None of this was sinking in. Some part of me didn't want to believe what he was saying. Because it's not true. The unbelieving part of my mind told me. I was inclined to believe it at the moment. Nothing anyone was telling me was true.
"So, Edward is basically in charge of Bella's welfare and affairs?" A voice, I'm guessing was Rosalie's voice gasped unbelievingly. "Whoa! That's weird. To think that Edward is in charge of what happens with Bella."
I could feel four pairs of eyes on me, and I fidgeted, sliding slowly down so that my duvet covered my head. It was slightly better than before. Now at least I couldn't feel them really staring at me. They were just there, in the same room as me.
"Edward?" I heard a soft voice next to my head. I guessed that it was Rosalie, because it was slightly deeper than the one earlier, whom I knew to be Alice. "Edward, honey, wake up." She cooed, gently pulling the duvet away so she could see my face. "Oh, Edward."
I felt the bed dip and her hand slide under my head, gently lifting me up in an embrace. "You guys." She whispered and I felt something wet gently drop onto my face as her thumb gently brushed my cheek. I hadn't realised I was crying until she wiped the tears away. "Look at him."

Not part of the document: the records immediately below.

Issue #1069, opened 2016-03-17
It is no more possible to search favorites


trang:
The favorites used to be all displayed on one page. This allowed users to search for sentences containing a certain word in their favorites with their browser's search (ctrl+F). Now there is pagination (#970) and searching a sentence in the favorites becomes impossible for users who have a lot of favorites.

Problem reported by odexed on the [Wall](http://tatoeba.org/eng/wall/show_message/25900#message_25900):

> I've noticed that my favorite sentences now appear on several pages, but before they were just on one page. Why was it changed?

"I can't believe we didn't notice." Emmett whispered.
"We have to get Bella back here." Jasper murmured and I could hear him pacing. "Now."
"How are we supposed to do that?" Rose asked, murmuring against my hair gently. "I mean, we know that Bella knows that she can leave Phoenix as soon as she can. But we can't exactly tell her that he's gone back to……" She pressed her lips to my forehead gently. "It'd destroy her."
"I know." Alice whispered and I could feel her tiny fingers running through my hair as well as she bed dipped slightly under her miniscule weight. "But she needs to know."
"Edward needs her here." Emmett agreed with them.
But she's not coming back, is she, Edward? No. Because nobody that you love ever stays with you. They learn that you love them, and they become so disgusted with that idea that all they can do is leave in whatever way they can. Your parents left you. And the only way they knew how, was to die! That's all you're good for. Is driving people away.
I didn't want to listen to the voices ridiculing me in my mind, but I couldn't block them out. They were right. That was all I was good for.
You're going to destroy this family.
I was going to.
I was doing it right now.
Even now, when I wasn't even fully conscious, I was tearing them apart. I was worrying them. Filling them with fear they didn't need to feel.
And Bella? She must have realised what a pathetic waste you are. It's a good thing that you've gone back to starving yourself. Make yourself disappear.
By now, the logical side to my brain had been completely drowned out. The side of my brain, that they had called "Anorexic Edward" in the clinic – for some reason, they'd thought that by applying a physical name to it, it would be easier to get rid of (whoever comes up with these theories must be on something, I tell you that now) - was screaming at me loud and clear. That was all it ever did. Tell me how worthless I am. How much I need to disappear. That there was nothing in this world that I deserved.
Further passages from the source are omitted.